Weak industry linkages compound this gap as only 1% of publications involve industry collaboration, compared with over 6% in Japan and Germany, while international collaboration remains modest at around 30%. Patent data shows some progress.

Resident filings exceeded non-resident applications at the Indian Patent Office in 2023, reversing earlier trends, but the scale remains well below China’s local innovation system.

India’s innovation gap is visible in corporate balance sheets, sectoral choices, the global absence of our firms from frontier technologies and quality research. India generates a large number of start-ups, but relatively few are built on proprietary hardware, advanced materials or complex engineering capabilities.

Recent initiatives such as the Anusandhan National Research Foundation, India AI Mission, and the $12 billion Research, Development and Innovation fund reflect a recognition of this imbalance. Their success, however, will depend on whether they can reshape corporate behaviour rather than merely add incremental funding.

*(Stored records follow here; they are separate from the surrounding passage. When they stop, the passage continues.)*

PR #3050, opened 2024-10-04
feat: add IPConfig state logs/metrics to Request/Release handlers

rbtr:
**Reason for Change**:

Logs and records IPAM metrics on Request/Release and MarkPendingRelease calls.

**Issue Fixed**:

**Requirements**:

- [ ] includes documentation
- [ ] adds unit tests

**Notes**:


cns/restserver/metrics.go
```diff
@@ -142,8 +144,51 @@ func stateTransitionMiddleware(i *cns.IPConfigurationStatus, s types.IPState) {
...
+			state.releasingIPs++
+		}
+	}
+
+	logger.Printf("Allocated IPs: %d, Assigned IPs: %d, Available IPs: %d, PendingProgramming IPs: %d, PendingRelease IPs: %d",
+		state.allocatedIPs,
+		state.assignedIPs,
+		state.availableIPs,
+		state.programmingIPs,
+		state.releasingIPs,
```
timraymond, line 188: Worth it to implement `fmt.Formatter` for `ipState`? I feel like you'd always want to see that output when dumping that struct into a string.

go.mod
```diff
@@ -1,8 +1,6 @@
 module github.com/Azure/azure-container-networking
 
-go 1.22.0
-
-toolchain go1.22.7
+go 1.23
```
timraymond, line 3: ❤️

cns/restserver/metrics.go
```diff
@@ -142,8 +144,51 @@ func stateTransitionMiddleware(i *cns.IPConfigurationStatus, s types.IPState) {
...
+	// programmingIPs are the IPs in state "PendingProgramming".
+	programmingIPs int64
+	// releasingIPs are the IPs in state "PendingReleasr".
+	releasingIPs int64
+}
+
+// publishIPStateMetrics logs and publishes the IP Config state metrics to Prometheus.
+func (service *HTTPRestService) publishIPStateMetrics() {
+	// copy state
+	service.RLock()
```
timraymond, line 163: Could this cause a slow hangup from the server if say:

G1: Finishes handler
G1: defer service.Unlock() runs
G1: publishIPStateMetrics() starts
G2: Starts handler
G2: service.Lock()
G2: sleep for an eternity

India’s binding constraint is not capital availability, but risk appetite. Closing this R&D gap will require a decisive change in how Indian industry approaches research. Until R&D is recognized as the foundation of long-term competitiveness, this equilibrium is unlikely to shift. That, in turn, requires far deeper and more systematic collaboration between industry and academia to generate commercially relevant, patentable innovations.

Unless R&D is internalized as the bedrock of long-term competitiveness rather than an optional adjunct to growth, this deficit will persist.

The author is professor, Madras School of Economics.